_TASK_.
Print, exactly as given, each line of the data from the line containing "for (let i = 0;" up to and including its last line.

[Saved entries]
PR #2305, opened 2026-01-09
Dedup zenkoversion.yaml file

francoisferrand:
Use the same (official!) zenkoversion.yaml file in CI and in solution,
to ensure we don't introduce discrepency and run the tests in a

Issue: ZENKO-4817


solution/zenkoversion.yaml
```diff
@@ -3,129 +3,129 @@
...
+      image: ${BACKBEAT_IMAGE}
+      tag: ${BACKBEAT_TAG}
     drctl:
-      image: zenko-drctl
+      image: ${DRCTL_IMAGE}
       tag: ${DRCTL_TAG}
-    utapi:
-      image: utapi
-      tag: '${UTAPI_TAG}'
+    # utapi:
```
SylvainSenechal: why did you comment utapi and mongodb ?

SylvainSenechal (approved):

solution/zenkoversion.yaml
francoisferrand: both are actually not used, and lead to an invalid YAML if we remove the quotes which are otherwise useless...

benzekrimaha: as I read they are not used, can't we just remove them ?

benzekrimaha (approved):

PR #2316, opened 2026-02-10
Fix putObject warning

benzekrimaha:
Issue: ZENKO-5128

### DIFF
--- a/tests/ctst/steps/utils/utils.ts
+++ b/tests/ctst/steps/utils/utils.ts
@@ -1,3 +1,4 @@
+import { Buffer } from 'buffer';
 import { promises as fsp } from 'fs';
 import { join } from 'path';
 import {
@@ -47,6 +48,11 @@ export async function uploadSetup(world: Zenko, action: string, body?: string) {
         const objectBody = body || 'a'.repeat(objectSize);
         await saveAsFile(tempFileName, objectBody);
         world.addCommandParameter({ body: world.getSaved<string>('tempFileName') });
+        const contentLength = body ? Buffer.byteLength(objectBody) : objectSize;
+        world.addCommandParameter({ contentLength: `${contentLength}` });
+    } else if (action === 'PutObject') {
+        world.addCommandParameter({ body: '' });
+        world.addCommandParameter({ contentLength: '0' });
     }
 }
 
@@ -58,6 +64,10 @@ export async function uploadTeardown(world: Zenko, action: string) {
     if (objectSize > 0) {
         await deleteFile(world.getSaved<string>('tempFileName'));
         world.deleteKeyFromCommand('body');
+        world.deleteKeyFromCommand('contentLength');
+    } else if (action === 'PutObject') {
+        world.deleteKeyFromCommand('body');
+        world.deleteKeyFromCommand('contentLength');
     }
 }
 
--- a/tests/zenko_tests/node_tests/cloudserver/keyFormatVersion/tests/versionedBucket.js
+++ b/tests/zenko_tests/node_tests/cloudserver/keyFormatVersion/tests/versionedBucket.js
@@ -38,9 +38,12 @@ const ownerInfo = {};
 async function putObjectVersions(objName, vFormat) {
     for (let i = 0; i < 3; i++) {
         // eslint-disable-next-line no-await-in-loop
-        const result = await s3.send(new PutObjectCommand(
-            { Bucket: BUCKET_NAME[vFormat], Key: objName },
-        ));
+        const result = await s3.send(new PutObjectCommand({
+            Bucket: BUCKET_NAME[vFormat],
+            Key: objName,
+            Body: '',
+            ContentLength: 0,
+        }));
         versionIds[vFormat][objName].push(result.VersionId);
     }
 }
@@ -204,7 +207,12 @@ describe('Cloudserver : keyFormatVersion : versioned bucket', () => {
         });
 
         it(`Should delete specified version ${vFormat}`, async () => {
-            const res = await s3.send(new PutObjectCommand({ Bucket: BUCKET_NAME[vFormat], Key: 'first-key' }));
+            const res = await s3.send(new PutObjectCommand({
+                Bucket: BUCKET_NAME[vFormat],
+                Key: 'first-key',
+                Body: '',
+                ContentLength: 0,
+            }));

_THE ANSWER_.
     for (let i = 0; i < 3; i++) {
         // eslint-disable-next-line no-await-in-loop
-        const result = await s3.send(new PutObjectCommand(
-            { Bucket: BUCKET_NAME[vFormat], Key: objName },
-        ));
+        const result = await s3.send(new PutObjectCommand({
+            Bucket: BUCKET_NAME[vFormat],
+            Key: objName,
+            Body: '',
+            ContentLength: 0,
+        }));
         versionIds[vFormat][objName].push(result.VersionId);
     }
 }
@@ -204,7 +207,12 @@ describe('Cloudserver : keyFormatVersion : versioned bucket', () => {
         });
 
         it(`Should delete specified version ${vFormat}`, async () => {
-            const res = await s3.send(new PutObjectCommand({ Bucket: BUCKET_NAME[vFormat], Key: 'first-key' }));
+            const res = await s3.send(new PutObjectCommand({
+                Bucket: BUCKET_NAME[vFormat],
+                Key: 'first-key',
+                Body: '',
+                ContentLength: 0,
+            }));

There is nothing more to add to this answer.